The term refactoring refers to the process of taking existing code that works and reorganizing it, possibly introducing new classes to encapsulate parts of a larger class. In the MBS the Fish class is a candidate for this treatment because it has grown to a large class that encapsulates several aspects of functionality. It is appropriate that the Fish class has responsibility for several operations, moving, breeding, and dying. However, it might simplify the organization of the code if supplementary classes can be used to encapsulate separate responsibilities.
The potential complexity is evident when we consider the possibilities of defining different kinds of fish through inheritance. In chapter four of the MBS inheritance is used to define fish that have different ways of moving, DarterFiah and SlowFish, and in the exercises additional variations such as CircleFish and TurningDarterFish. There are many exercises that can be based on different variations of movement. In addition, as suggested in a couple exercises in chapter 4, we could define fish that have different ways of breeding through inheritance. If we modify the act method slightly by placing the probabilistic decision of whether a fish dies or not in the die method, rather than in the act method, then we could define through inheritance additional variations of fish with different ways of determining whether they die. Suppose that we have the three ways for fish to move as defined in chapter four: the original threeway movement, the slow movement and the darter movement. Suppose in addition that we define fish with three ways of breeding: the original all-or-none breeding, independent breeding where a fish decides whether to place a child in each empty neighbor independently, and breed-only-one, where when a fish breeds, according to a given probability, it produces only one child placed into a randomly selected empty neighbor. Finally suppose that we define two ways that a fish can die: one based on a random choice as in the original fish, a second based on the age of a fish (assuming that the fish has been modified to have an age). In order to get different combinations of different ways of moving, different ways of breeding, and different ways of dying through inheritance, we would get a complex inheritance hierarchy, as shown below. If we add a new movement, we would need to add several classes to get all possibile combinations with breeding and dying behavior. This goes against the philosophy of object-oriented design and programming to minimize the repetition of code.

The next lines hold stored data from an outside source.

PR #4608, opened 2023-05-10
libbpf-tools: use fentry in funclatency

brho:
For tracing kernel functions, funclatency will attempt to use fentry and fallback to kprobes if that fails.  I left the option to force the use of kprobes if you'd like.

Under load, fentry is more efficient:

With kprobes:

cpu:/tmp/b# ./funclatency -u -k bpf_spin_lock
Tracing bpf_spin_lock.  Hit Ctrl-C to exit
^C
     usec                : count    distribution
         0 -> 1          : 565159   |****************************************|
         2 -> 3          : 216204   |***************                         |
         4 -> 7          : 306316   |*********************                   |
         8 -> 15         : 416990   |*****************************           |
        16 -> 31         : 415110   |*****************************           |
        32 -> 63         : 170298   |************                            |
        64 -> 127        : 29726    |**                                      |
       128 -> 255        : 427962   |******************************          |
       256 -> 511        : 233207   |****************                        |
       512 -> 1023       : 453      |                                        |
Exiting trace of bpf_spin_lock

With fentry:
cpu:/tmp/b# ./funclatency -u bpf_spin_lock
Tracing bpf_spin_lock.  Hit Ctrl-C to exit
^C
     usec                : count    distribution
         0 -> 1          : 6371351  |****************************************+|
         2 -> 3          : 1100093  |******                                  |
         4 -> 7          : 518197   |***                                     |
         8 -> 15         : 174881   |*                                       |
        16 -> 31         : 25022    |                                        |
        32 -> 63         : 1553     |                                        |
        64 -> 127        : 1312     |                                        |
       128 -> 255        : 2376     |                                        |
Exiting trace of bpf_spin_lock

### DIFF
--- a/libbpf-tools/funclatency.bpf.c
+++ b/libbpf-tools/funclatency.bpf.c
@@ -28,8 +28,7 @@ struct {
 
 __u32 hist[MAX_SLOTS] = {};
 
-SEC("kprobe/dummy_kprobe")
-int BPF_KPROBE(dummy_kprobe)
+static void entry(void)
 {
 	u64 id = bpf_get_current_pid_tgid();
 	u32 tgid = id >> 32;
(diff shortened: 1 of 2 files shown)


namhyung:
I wonder what makes the difference.  Isn't kprobe optimized well?  Is it specific to the BPF spin lock implementation?

brho:
> I wonder what makes the difference. Isn't kprobe optimized well? Is it specific to the BPF spin lock implementation?

it's not specific to bpf_spin_lock.  i tried a few normal functions too.  

my guess is something related to cache lines bouncing around.  the trace from my commit message came from a 64 core / 128 cpu AMD socket, and a lot of the cpus were hitting that function.  if i run it on something less heavily contended, i don't notice the difference between kprobe and fentry.

glancing through the kprobes code, i see stuff like "optimize kprobes", which on x86 replaces the int3 trap with a jump.  not sure if that was happening either.  and maybe the scalability problem was related to cache misses via the trap?

might also have been the kretprobe and not the kprobe.  not sure on the exact mechanism for the retprobe.

brho:
i hacked up a version where i used kprobes + fexit, and another with fentry + kretprobe.  

the performance / scalability issue is with kretprobes.  kprobe + fexit was fine.

i glanced at kretprobes, and they modify the stack to jump to a trampoline.  not sure about FEXIT.  from poking around, my guess is the fentry/fexit run the func completetly off an intermediate function/trampoline synthesized/jitted, so that all the exit paths are handled without needing to muck with the stack.

yonghong-song:
fentry/fexit is more modern than kprobe/kretprobe. fexit has three advantages over kretprobe: (1) kretprobe will incur two interrupts while fexit incurs none, (2) kretprobe might miss events if too many kretprobe's. fexit does not, and (3), kretprobe only have 'ret' available to bpf program while fexit has all input arguments plus 'ret' value.

So using fentry/fexit is better than kprobe/kretprobe.

This patch looks good to me. Thanks!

The strategy design pattern gives one way one simplifying this situation. We refactor the Fish class to have an instance variable for each type of action. The specific instance variable assigned to a fish by its constructor will provide the "strategy" or algorithm for that action, and different subclasses of the main class or interface specifying that action will provide different strategies. The diagram for this approach, with only movement and breeding behavior, not dying, is shown below.
The lab for this unit gives more details on how to implement this version of the Fish class with the needed supplementary classes for each action. When it is done, a different way of moving can be added by defining only one new class. It will be combined with different ways of breeding through composition rather than through inheritance, as shown in the diagram. The combinatorial explosion of the inheritance-only approach has been tamed by combining composition and inheritance.